As a techie person I basically spend the entire day interacting with various software to perform various tasks, work related and otherwise. I cannot overstate: NONE of these interactions, not a single one, is improved one iota by turning it into a conversation, verbal or text-based, with my or someone else's computer. By definition it makes basic tasks take longer, every time, without fail.

replies(3): >>43539272 #>>43543816 #>>43547918 #
1. Terr_ ◴[] No.43543816[source]
Agreed, verbally asking for X might make it easier for Aunt "where's the Any key" Tillie to get a solution, but it doesn't necessarily give a better solution for everyone else.

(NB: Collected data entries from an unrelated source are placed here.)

Issue #593, opened 2017-01-21
Dying creep workflow


cyberblast:
dave noticed in #590:
"I did notice the invader destroyed a reserver - there was log message Corrupt creep without population entry!!; reserver-Flagx-1. This would be expected since it was destroyed."

This shouldn't be the case. I wonder what is going wrong there. Could be the same root cause for some intermittent memory bugs...

chobobobo:
Perhaps related to this, I have been having remoteMiners that spawn seemingly in the same tick as the creep they are replacing, with the same name.
[5:37:09 PM]W7N7 > Good night remoteMiner-W7N6-mine-1!
[5:37:09 PM]W7N7 > Good morning remoteMiner-W7N6-mine-1!
[5:37:20 PM]pioneer-Flag2-2 > Farewell!
[5:37:42 PM]Corrupt creep without population entry!! : remoteMiner-W7N6-mine-1
[5:37:42 PM]W7N7 > Good morning remoteMiner-W7N6-mine-2!
[5:37:44 PM]W7N7 > Off to work remoteMiner-W7N6-mine-1!
[5:37:44 PM]TypeError: Cannot read property 'execute' of undefined
    at probeSpawn (population:252:61)
    at Array.forEach (native)
    at Object.mod.execute (population:253:28)
    at Object.module.exports.loop (main:265:16)
    at __mainLoop:1:52
    at ContextifyScript.Script.runInContext (vm.js:35:29)

karlthepagan:
Great correlation there.

chobobobo:
Today I accidentally spawned about 30 remoteMiners in rapid succession, this resulted in a few of them having this exact error.

chobobobo:
I stumbled across what may be part of this issue and added some code here: https://github.com/ScreepsOCS/screeps.behaviour-action-pattern/tree/fix/creepLifecycle
It still needs code to migrate over gently, rather than spamming out birth/death notifications when you update versions.

PR #655, opened 2017-02-01
Change/improve remote mining

chobobobo:
Various changes to improve remote mining, the only one I think needs consideration is moving remoteMiner to the medium queue.  I've been having issues where remoteMiners are stuck way down the queue with haulers for several other rooms (that have miners) spawned before them, leaving a lot of haulers wandering around helpless. @karlthepagan if you think it looks good, then it's ready to merge in.


creep.behaviour.remoteHauler.js
```diff
@@ -37,14 +37,16 @@ mod.nextAction = function(creep){
             // no deposit :/ 
             // try spawn & extensions
             if( this.assign(creep, Creep.action.feeding) ) return;
-            // TODO: hauler shouldn't work. drop at spawn instead of calling worker behaviour
-            Creep.behaviour.worker.nextAction(creep);
+            // drop off at the nearest spawn
+            let spawn = creep.pos.findClosestByRange(creep.room.structures.spawns);
```
karlthepagan: how about spawn or spawn construction site?

it would be best if this was a specific spot next to the spawn or CS and combine all piles

creep.behaviour.remoteWorker.js
```diff
@@ -25,6 +25,7 @@ mod.nextAction = function(creep){
                 Creep.action.picking,
                 Creep.action.uncharging,
                 Creep.action.withdrawing,
+                Creep.action.harvesting,
```
karlthepagan: does this harvesting block a remoteMiner?

task.mining.js
```diff
@@ -82,7 +82,7 @@ mod.checkForRequiredCreeps = (flag) => {
 
     // TODO: don't iterate/filter all creeps (3 times) each tick. store numbers into memory (see guard tasks)
     const creepsByType = _.chain(Game.creeps)
-        .filter(function(c) {return c.data.destiny && c.data.destiny.room===roomName;})
+        .filter(function(c) {return c.data && c.data.destiny && c.data.destiny.room===roomName;})
```
karlthepagan: 👍

task.mining.js
```diff
@@ -218,7 +218,7 @@ mod.creep = {
         fixedBody: [MOVE, MOVE, MOVE, WORK, WORK, WORK, WORK, WORK, WORK, CARRY],
         multiBody: [],
         behaviour: 'remoteMiner',
-        queue: 'Low'
+        queue: 'Medium' // not much point in hauling or working without a miner, and they're a cheap spawn.
```
karlthepagan: this is a significant change, but I support it

very often reservers get spit out right away, sometimes there is a priority inversion problem and this is an ok stopgap

creep.action.dropping.js
```diff
@@ -0,0 +1,16 @@
+let action = new Creep.Action('dropping');
+module.exports = action;
+action.targetRange = 1;
```
karlthepagan: targetRange = 0, enoughRange = 1 plus changes below

task.mining.js
torin555: I'd like to voice concerns about this change, (feel free to dismiss this review @karlthepagan) But this doesn't just affect the setup of the remote mine. It would also be affecting all future miner spawning which could be a problem if other things are more important.

karlthepagan:
@torin555 the reasons I have for supporting this are:
1) *everything* is in the low queue, miners can get scheduled out by requested reservers, haulers, workers, military and this will lead to colony collapse
2) because of predictedRenewal miners are the most sensitive for spawn timing

karlthepagan:
@chobobobo have a look at my changes

creep.action.dropping.js
karlthepagan: I've implemented this

creep.behaviour.remoteWorker.js
chobobobo: Yes, I think it could potentially in the situation of one accesspoint until the worker finishes harvesting.  Is there a way for one of our creeps to tell another to move?

chobobobo:
@karlthepagan these look great, one additional change I would like to add is for remoteHaulers to collect dropped energy along their route, I don't want them wandering off their path, but they need to clean up after dead haulers.

creep.behaviour.remoteWorker.js
karlthepagan: It seems to work for worker/miner. Perhaps something to do with targetOf[0].determinatedSpot

karlthepagan:
That would make a good new action, but the easy fix is a little more complex than I'd like (and possibly CPU hungry).

In the mean time what will happen is when containers are empty and the hauler is < 80% capacity it will go look for drops in the destination room.

creep.behaviour.remoteWorker.js
karlthepagan: I take it back... this frequently doesn't work. If workers are idle they will block in-room miners forever :(

chobobobo:
@karlthepagan I have switched out homeRoom to now use bestSpawnRoomFor allowing remoteHaulers to reHome to the nearest room, this allows for remote mining to support lower RCL rooms as we no longer need storage to remoteMine.  Let me know what you think about that, as I may have overlooked something.

whardeman:
@chobobobo I'm also working on a branch that allows the user to explicitly define the room to which a remote mining task's energy should go. The current iteration would send _all_ energy mined in a room to the designated room, but there are ways to split 2-source rooms or possibly even round-robin several rooms from a single source room.

It requires manual designation by the player to have any effect, so anyone who doesn't want this can just ignore it. https://github.com/ScreepsOCS/screeps.behaviour-action-pattern/tree/feature/explicit-remoteHauler-rehome

PR coming soon.

chobobobo:
@whardeman that sounds great, I'll take a look.

chobobobo:
@karlthepagan should be working now, I believe this is ready to be merged now.

karlthepagan:
I'm thinking of adding a population percent to the carry method. I've started using percentage of carry present as a heuristic for reservers.

karlthepagan:
@chobobobo we need to look at hauler spawning

first check your queue depth `_.values(Game.spawns).filter(i=>i.room.spawnQueueLow.length).map(i=>[i.name,'=>',i.room.spawnQueueLow.map(j=>j.name)])
`

then try running `_.values(Memory.tasks.mining).map(i=>delete i.haulersChecked)`

If this suddenly spikes the number of haulers in your queues then there's a problem. The haulersChecked memory should not affect the actual produced count, it's just an optimization right?

karlthepagan:
@chobobobo is the purpose of the spawning memory to recover from failed spawning? Creeps which are actually spawning will show up in Game.creeps

chobobobo:
@karlthepagan I will try those out.  haulersChecked is meant to solve the case where we want to spawn a hauler to meet the desired capacity, but the size returned is below the minimum threshold, this results in us being slightly under-capacity at times. The alternative would be to queue an additional hauler at the minimum threshold.

spawning memory was copied from task.guard and is meant to make sure we count the capacity of haulers being spawned in our calculations, if we ignore those then during the time haulers are being spawned additional ones get queued up.  Already had issues with consistency there however, so perhaps a better solution would be to simply scan all spawns (relatively low cost).

further to that, I believe that some refactoring could happen with the queued/spawning/running lists to generalize for tasks as there is a lot of overlap amongst tasks, but that should probably happen separately to this PR.

karlthepagan:
As discussed don't bother invalidating when creeps die, but increment when a spawn is queued.

chobobobo:
I now increment when a spawn actually happens, should resolve the hauler issue.

I also discovered and resolved an issue when remotehaulers rehome to an RCL2 room with no spawn yet.  They now drop at the spawn flag if they cannot find a pile.

I modified the memory.spawning lists for Task.mining to set timeouts and invalidate entries if (and only if) they have become stale.  If the spawn occurs as expected it will either reset the timeout for the next spawn to occur or remove the timer.  I think the reason this has been happening is because of #593 which is resulting in creeps spawned with no memories.

chobobobo:
Looks good after running overnight.

karlthepagan:
I've merged #678 into this.

karlthepagan:
In production I'm still running into capacity problems. This is impacting #668 because haulers are not spawning up to the level of their predicted maxWeight.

Or, for that matter, solutions you can trust. Remember the pitch for Amazon Dash buttons, where you press it and it maybe-reorders a product for delivery, instantly and sight-unseen? What if the price changed? What if it's not exactly the same product anymore? Wait, did someone else already press it? Maybe I can get a better deal? etc.

Actually, that spurs a random thought: Perhaps some of these smart-speaker ordering pitches land differently if someone is in a socioeconomic class where they're already accustomed to such tasks being done competently by human office-assistants, nannies, etc. Their default expectation might be higher, and they won't need to invest time pinching pennies like the rest of us.